* PROBLEM DESCRIPTION:
Write only the number of lines in the records beneath that hold "exports".
⟨
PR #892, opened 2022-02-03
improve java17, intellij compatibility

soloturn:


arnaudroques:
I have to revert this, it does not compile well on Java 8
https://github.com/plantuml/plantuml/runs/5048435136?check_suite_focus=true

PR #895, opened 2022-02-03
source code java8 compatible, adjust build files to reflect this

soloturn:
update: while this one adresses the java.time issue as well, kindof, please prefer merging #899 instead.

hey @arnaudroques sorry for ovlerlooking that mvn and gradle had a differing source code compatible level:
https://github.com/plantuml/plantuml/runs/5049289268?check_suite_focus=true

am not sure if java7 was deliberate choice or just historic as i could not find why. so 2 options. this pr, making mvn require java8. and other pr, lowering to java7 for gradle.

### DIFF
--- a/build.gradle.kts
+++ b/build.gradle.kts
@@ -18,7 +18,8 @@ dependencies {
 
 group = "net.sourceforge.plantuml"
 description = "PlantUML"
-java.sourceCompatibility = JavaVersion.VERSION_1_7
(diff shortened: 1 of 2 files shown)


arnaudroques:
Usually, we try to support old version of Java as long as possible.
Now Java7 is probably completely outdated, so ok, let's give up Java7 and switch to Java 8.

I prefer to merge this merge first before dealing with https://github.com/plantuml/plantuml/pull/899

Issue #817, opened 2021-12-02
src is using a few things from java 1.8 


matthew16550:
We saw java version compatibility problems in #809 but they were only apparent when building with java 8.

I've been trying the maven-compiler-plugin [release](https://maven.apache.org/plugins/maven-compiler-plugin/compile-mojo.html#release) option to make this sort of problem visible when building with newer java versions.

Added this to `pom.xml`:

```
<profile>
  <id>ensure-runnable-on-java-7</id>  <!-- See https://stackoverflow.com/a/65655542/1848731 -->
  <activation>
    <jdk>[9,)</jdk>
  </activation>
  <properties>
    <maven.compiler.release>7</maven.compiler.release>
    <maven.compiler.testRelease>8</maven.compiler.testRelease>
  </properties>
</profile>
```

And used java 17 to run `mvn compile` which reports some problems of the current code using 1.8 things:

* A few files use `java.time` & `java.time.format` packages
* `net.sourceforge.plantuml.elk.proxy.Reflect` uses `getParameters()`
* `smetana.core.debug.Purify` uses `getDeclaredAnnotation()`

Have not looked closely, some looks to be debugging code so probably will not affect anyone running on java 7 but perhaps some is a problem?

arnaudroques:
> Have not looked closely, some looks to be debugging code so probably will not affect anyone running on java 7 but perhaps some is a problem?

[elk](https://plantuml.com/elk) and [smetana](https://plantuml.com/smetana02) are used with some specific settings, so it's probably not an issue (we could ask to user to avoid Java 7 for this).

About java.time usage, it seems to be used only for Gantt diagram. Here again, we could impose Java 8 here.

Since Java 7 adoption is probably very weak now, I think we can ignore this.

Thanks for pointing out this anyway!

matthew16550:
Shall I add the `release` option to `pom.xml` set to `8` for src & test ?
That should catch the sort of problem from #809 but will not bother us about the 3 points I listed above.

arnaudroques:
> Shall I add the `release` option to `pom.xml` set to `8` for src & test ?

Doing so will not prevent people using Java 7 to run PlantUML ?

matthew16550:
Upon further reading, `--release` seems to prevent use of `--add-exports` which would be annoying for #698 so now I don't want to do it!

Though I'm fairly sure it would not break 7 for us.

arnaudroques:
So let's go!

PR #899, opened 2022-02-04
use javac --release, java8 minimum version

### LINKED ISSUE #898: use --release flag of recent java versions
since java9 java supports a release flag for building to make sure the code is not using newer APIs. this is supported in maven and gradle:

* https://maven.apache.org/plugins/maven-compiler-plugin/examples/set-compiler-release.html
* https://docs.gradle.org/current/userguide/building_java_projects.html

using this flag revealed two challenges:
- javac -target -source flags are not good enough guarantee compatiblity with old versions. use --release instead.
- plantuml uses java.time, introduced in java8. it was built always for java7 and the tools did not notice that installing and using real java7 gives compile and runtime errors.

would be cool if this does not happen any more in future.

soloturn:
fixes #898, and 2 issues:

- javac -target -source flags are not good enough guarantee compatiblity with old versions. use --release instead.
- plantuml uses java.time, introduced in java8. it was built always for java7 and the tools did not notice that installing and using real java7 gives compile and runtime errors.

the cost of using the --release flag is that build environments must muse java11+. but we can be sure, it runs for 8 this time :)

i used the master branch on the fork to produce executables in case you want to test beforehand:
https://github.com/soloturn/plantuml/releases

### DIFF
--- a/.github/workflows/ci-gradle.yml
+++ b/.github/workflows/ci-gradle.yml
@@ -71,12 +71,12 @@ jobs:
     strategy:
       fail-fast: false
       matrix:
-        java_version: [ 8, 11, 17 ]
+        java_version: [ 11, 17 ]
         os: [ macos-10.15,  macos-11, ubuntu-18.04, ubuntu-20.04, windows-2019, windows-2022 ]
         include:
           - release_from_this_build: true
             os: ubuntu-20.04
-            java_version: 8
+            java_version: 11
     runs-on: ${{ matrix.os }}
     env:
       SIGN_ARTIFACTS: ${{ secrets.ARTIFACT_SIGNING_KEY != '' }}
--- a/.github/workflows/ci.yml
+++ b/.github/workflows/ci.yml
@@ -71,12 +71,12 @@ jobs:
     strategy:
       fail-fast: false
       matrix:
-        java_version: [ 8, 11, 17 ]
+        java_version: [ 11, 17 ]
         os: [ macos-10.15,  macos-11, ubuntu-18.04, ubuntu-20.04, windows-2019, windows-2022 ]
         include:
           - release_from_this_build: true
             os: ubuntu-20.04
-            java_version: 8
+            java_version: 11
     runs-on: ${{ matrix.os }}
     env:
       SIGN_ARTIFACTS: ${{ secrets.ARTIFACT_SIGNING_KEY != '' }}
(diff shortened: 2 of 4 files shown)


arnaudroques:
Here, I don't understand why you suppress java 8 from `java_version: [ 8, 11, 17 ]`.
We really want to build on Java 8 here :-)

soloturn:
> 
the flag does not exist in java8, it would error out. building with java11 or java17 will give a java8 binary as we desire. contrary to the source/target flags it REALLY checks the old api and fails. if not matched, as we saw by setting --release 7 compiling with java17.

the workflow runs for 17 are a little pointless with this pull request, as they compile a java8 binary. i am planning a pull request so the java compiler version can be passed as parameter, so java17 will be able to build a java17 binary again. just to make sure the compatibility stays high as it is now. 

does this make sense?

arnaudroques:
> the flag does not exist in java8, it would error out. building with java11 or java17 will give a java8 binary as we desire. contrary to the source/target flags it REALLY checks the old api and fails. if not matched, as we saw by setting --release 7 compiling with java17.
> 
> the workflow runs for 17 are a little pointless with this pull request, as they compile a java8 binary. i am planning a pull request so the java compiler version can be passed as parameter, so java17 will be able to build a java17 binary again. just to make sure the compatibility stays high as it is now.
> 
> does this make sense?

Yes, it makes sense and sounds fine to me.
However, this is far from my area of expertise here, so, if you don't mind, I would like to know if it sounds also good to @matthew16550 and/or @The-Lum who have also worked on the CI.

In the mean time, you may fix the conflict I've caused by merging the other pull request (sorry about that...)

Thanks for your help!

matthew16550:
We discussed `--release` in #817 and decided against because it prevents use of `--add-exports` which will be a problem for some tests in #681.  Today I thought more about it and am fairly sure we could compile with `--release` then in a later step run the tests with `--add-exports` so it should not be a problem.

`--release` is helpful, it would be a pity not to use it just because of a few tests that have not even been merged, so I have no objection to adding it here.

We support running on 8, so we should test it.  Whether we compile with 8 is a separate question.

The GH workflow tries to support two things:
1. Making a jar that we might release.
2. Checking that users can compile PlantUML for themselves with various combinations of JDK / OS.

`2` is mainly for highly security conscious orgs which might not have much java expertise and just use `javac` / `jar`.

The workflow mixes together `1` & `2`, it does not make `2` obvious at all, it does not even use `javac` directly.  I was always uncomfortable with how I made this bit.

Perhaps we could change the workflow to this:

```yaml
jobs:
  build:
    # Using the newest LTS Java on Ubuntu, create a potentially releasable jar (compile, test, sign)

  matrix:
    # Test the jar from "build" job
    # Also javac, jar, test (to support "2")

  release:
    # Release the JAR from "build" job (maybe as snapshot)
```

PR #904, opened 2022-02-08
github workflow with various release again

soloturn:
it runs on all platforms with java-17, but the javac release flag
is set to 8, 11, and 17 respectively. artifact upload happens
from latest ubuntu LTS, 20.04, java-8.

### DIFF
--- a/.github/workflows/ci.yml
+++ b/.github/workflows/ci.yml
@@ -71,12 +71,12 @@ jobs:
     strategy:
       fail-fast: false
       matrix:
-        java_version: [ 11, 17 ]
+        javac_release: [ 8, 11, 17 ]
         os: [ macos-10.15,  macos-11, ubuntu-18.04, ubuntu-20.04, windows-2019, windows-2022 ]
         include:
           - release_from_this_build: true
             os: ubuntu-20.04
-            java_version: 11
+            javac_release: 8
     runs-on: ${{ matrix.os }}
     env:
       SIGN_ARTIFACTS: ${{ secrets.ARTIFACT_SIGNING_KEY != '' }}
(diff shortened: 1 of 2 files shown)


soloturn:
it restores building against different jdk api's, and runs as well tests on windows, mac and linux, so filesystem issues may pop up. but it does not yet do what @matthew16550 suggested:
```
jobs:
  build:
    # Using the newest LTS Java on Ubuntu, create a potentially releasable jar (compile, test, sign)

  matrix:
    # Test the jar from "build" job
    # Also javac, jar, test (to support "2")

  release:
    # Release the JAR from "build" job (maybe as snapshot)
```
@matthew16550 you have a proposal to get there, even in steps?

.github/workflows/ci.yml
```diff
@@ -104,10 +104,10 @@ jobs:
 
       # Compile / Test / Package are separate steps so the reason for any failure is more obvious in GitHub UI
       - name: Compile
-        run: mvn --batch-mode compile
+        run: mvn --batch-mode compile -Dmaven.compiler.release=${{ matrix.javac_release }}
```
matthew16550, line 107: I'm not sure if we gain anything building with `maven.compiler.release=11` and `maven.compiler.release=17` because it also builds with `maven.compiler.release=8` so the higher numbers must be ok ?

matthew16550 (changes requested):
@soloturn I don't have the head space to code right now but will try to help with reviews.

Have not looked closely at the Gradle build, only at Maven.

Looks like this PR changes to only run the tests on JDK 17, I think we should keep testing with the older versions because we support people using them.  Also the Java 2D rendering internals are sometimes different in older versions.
⟩
* YOUR SOLUTION:
2